Question

A solution of 0.1 M $C{l^ - }$, 0.1 M $B{r^ - }$ and 0.1 M ${I^ - }$ solid $AgN{O_3}$ is gradually added to this solution. Assuming that the addition of $AgN{O_3}$ does not change the volume.
Given: ${K_{sp}}$(AgCl) $= 1.7 \times {10^{ - 10}}$, ${K_{sp}}$(AgBr)$= 5 \times {10^{ - 13}}$, ${K_{sp}}$(AgI)$= 8.5 \times {10^{ - 17}}$. What will be the conc. Of both ions when the third ion starts precipitating.
A. $B{r^ - } = 2.9 \times {10^{ - 4}};{I^ - } = 5 \times {10^{ - 8}}$
B. $B{r^ - } = 5 \times {10^{ - 8}};{I^ - } = 2.9 \times {10^{ - 4}}$
C. $B{r^ - } = 5.8 \times {10^{ - 4}};{I^ - } = 10 \times {10^{ - 8}}$
D. $B{r^ - } = 10 \times {10^{ - 4}};{I^ - } = 5.8 \times {10^{ - 8}}$

Answer 1

The solubility product (${K_{sp}}$) of the compound is the product of the concentration of both the ions formed after the dissociation of compound. The concentration of the ionic compound remains the same in its constituent ion at equilibrium.

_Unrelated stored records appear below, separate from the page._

PR #2298, opened 2017-12-27
Modifies curl settings so url headers and info can be properly acquir…

fmizzell:
When trying to harvest some sources, some of the resources are incorrectly typed because we are not getting proper information from the urls. This PR fixes that issue.

An example harvestable source that currently miscategorizes resources is "https://data.chhs.ca.gov/data.json"


janette:
@fmizzell this phpunit test fails with these changes `dkan/test/phpunit/dkan_dataset/getRemoteFileInfoTest.php`

janette:
@fmizzell if this is merged into develop then it will be released in 1.15, is that right?

janette:
This is a bug fix so changing the base to 7.x-1.x

Issue #2250, opened 2017-11-20
Task: Implement new branching strategy


kducharm:
### Most Important
- [x] Update zip and tar.gz for1.14.1
- [x] Release 1.14.2
- [x] Create a script that adds version information to the appropriate .info files (Gerardo has a script that removes the version info. Modifying that to add info should be simple)
- [x] Create a packaging script. For each release we should create a packaged version of DKAN with updates to the CHANGELOG, and version information
- [ ] Identify other necessary changes to point release workflows and possible automation
- [ ] Update DKAN docs to explain all of this
- [x] Create scripts that modifies the CHANGELOG from git information.

### Good to Have
- [ ] Revise/create a new script for patch releases (1. Merge develop into the production branch 2. Creates an integration branch from production 3. Creates a PR from the integration branch to be merged into develop)
- [ ] Enhance the package manager to not only add information but to create a fully functional DKAN with drupal (just like dkan_starter).  
- [ ] Connect all this scripting with more automation, either on a github hook, or through jenkins

### Done
- [x] Create a new `develop` branch on DKAN. This will now be the default branch in the repo.
- [x] Write ticket for point release automation 
- [x] Create 2.x releases for recline, open_data_schema_map, visualization_entity
- [x] PR/release of DKAN switching to fixed versions of EVERYTHING, no more branches in makefiles

kimwdavidson:
Dan to rewrite this as implementing new branching strategy

fmizzell:
I do not have the right permission to set default branches and other setting on the repo \cc @dafeder

dafeder:
Try now

fmizzell:
Update: The release script can now freeze the develop branch, and the release method can merge that branch into "master" (7.x-1.x) and develop. The only thing left is to create the tag on "master". There are quite a few extra things happening in that release method that I would like to look at and discuss with @dafeder before calling it done.

acouch:
Closing this ticket as it has not been updated recently and is not on our near-term roadmap. Please re-open if you would like to discuss further or are actively working on it.

PR #2341, opened 2018-01-23
Modifies curl settings so url headers and info can be properly acquired with curl

janette:
re-roll of #2298
Connects nucivic/cadepttech#85

When trying to harvest some sources, some of the resources are incorrectly typed because we are not getting proper information from the urls. This PR fixes that issue.

An example harvestable source that currently miscategorizes resources is "https://data.chhs.ca.gov/data.json"
## QA Steps

- [ ] harvest from the url above
- [ ] confirm the resource files are entered into the remote file field and not the api field


janette:
@fmizzell 
test harvest source on probo https://ba15eb9d-e36c-48e4-821f-df693ed795d7--pr-2341.probo.build/harvest_source/test

kimwdavidson:
Waiting on improvements in #2250

fmizzell:
@janette got some test failures after updating the branch.

PR #2358, opened 2018-02-07
Add try/catch on datastore.inc to avoid cron backlog

janette:
Connects https://github.com/NuCivic/dkan_management/issues/40

## QA Steps

- [ ]

### DIFF
--- a/modules/dkan/dkan_datastore/includes/Datastore.inc
+++ b/modules/dkan/dkan_datastore/includes/Datastore.inc
@@ -40,7 +40,14 @@ abstract class Datastore {
     if (!isset($node[$uuid])) {
       $nid = $this->getNid($uuid);
       if (!$nid) {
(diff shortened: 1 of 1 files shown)


modules/dkan/dkan_datastore/includes/Datastore.inc
```diff
@@ -40,7 +40,14 @@ abstract class Datastore {
     if (!isset($node[$uuid])) {
       $nid = $this->getNid($uuid);
       if (!$nid) {
-        throw new Exception(t("uuid !uuid not found.", array('!uuid' => $uuid)));
+        try {
+          if (!$nid) {
+            throw new Exception(t("uuid !uuid not found.", array('!uuid' => $uuid)));
```
fmizzell: @janette If we are throwing an exception and immediately catching it, I think we can remove the exception and simply add the watchdog_statement. Thoughts?

PR #2405, opened 2018-02-26
Adjust group.editor.feature so we only create content when needed

janette:
Remove unnecessary creation of resources on scenarios that don't need them. Lets only create resources for the scenarios that need them.

circleci


fmizzell:
@janette The last time I was dealing with constraint violations was due to a silent failure before the failing test. Did you check on that? It would be odd on a resource due to the primary id being an nid which is an auto-increment, but still worth looking into.

janette:
Yes this is side stepping the real issue but does get us to green. I found this article which seemed worth looking into when we have some devops time https://knpuniversity.com/screencast/behat/clear-data-symfony-extension#clearing-the-database-before-each-scenario

janette:
I think this is still an improvement as we avoid creating an unnecessary resource on 12 scenarios.

PR #2409, opened 2018-02-28
 Allows the services API to be able to consume datasets with the same…

### LINKED ISSUE #2196: The services API can not consume what it puts out

fmizzell:
Fixes #2196


dafeder:
@fmizzell can you provide some acceptance tests for this? I did try to create a dataset and got back "406 Not Acceptanble: Node type is required". Here's a full CURL command to reproduce what I did:

https://gist.github.com/dafeder/55e8566778252dc43055f2339762b545

PR #2412, opened 2018-03-01
Installation instructions for ahoy

dafeder:
There is still a lot to be done to clean up the documentation of installation and dev practices, but this is a start looking toward open data day and all the participation we're expecting.


dafeder:
@janette I agree, but I'm going to ask if you can merge anyway and save this for another fix/PR. For Data Day tomorrow, the important thing is to have a single page we can point people to to get their environments set up. I'll try to remove the redundant info in another PR soon, or submit a PR yourself if you get to it first.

Complete step by step answer:
The concentration of $C{l^ - }$ ion is 0.1 M, the concentration of $B{r^ - }$ ion is 0.1 M, the concentration of ${I^ - }$ ion is 0.1 M
${K_{sp}}$(AgCl) $= 1.7 \times {10^{ - 10}}$, ${K_{sp}}$(AgBr).., ${K_{sp}}$(AgI)$= 8.5 \times {10^{ - 17}}$
As, the ${K_{sp}}$ value of AgCl is maximum therefore it will precipitate at last.
The ${K_{sp}}$of AgCl is given as shown below.
${K_{sp}} = [A{g^ + }][C{l^ - }]$
Substitute the given values in the above equation.
$\Rightarrow 1.7 \times {10^{ - 10}} = [A{g^ + }][0.1M]$
$\Rightarrow [A{g^ + }] = 1.70 \times {10^{ - 9}}M$
When AgCl will start to precipitate, then the concentration of $[A{g^ + }]$is.
The ${K_{sp}}$of AgBr is given as shown below.
${K_{sp}} = [A{g^ + }][B{r^ - }]$
Substitute the given values in the above equation.
$\Rightarrow 5.00 \times {10^{ - 13}} = [1.70 \times {10^{ - 9}}][B{r^ - }]$
$\Rightarrow [B{r^ - }] = 2.94 \times {10^{ - 4}}M$
When AgCl will start to precipitate, then the concentration of $[B{r^ - }]$is $2.94 \times {10^{ - 4}}M$

The ${K_{sp}}$of AgI is given as shown below.
${K_{sp}} = [A{g^ + }][{I^ - }]$
Substitute the given values in the above equation.
$\Rightarrow 8.50 \times {10^{ - 17}} = [1.70 \times {10^{ - 9}}][{I^ - }]$
$\Rightarrow [{I^ - }] = 5.00 \times {10^{ - 8}}M$
When AgCl will start to precipitate, then the concentration of $[{I^ - }]$is $5.00 \times {10^{ - 8}}M$.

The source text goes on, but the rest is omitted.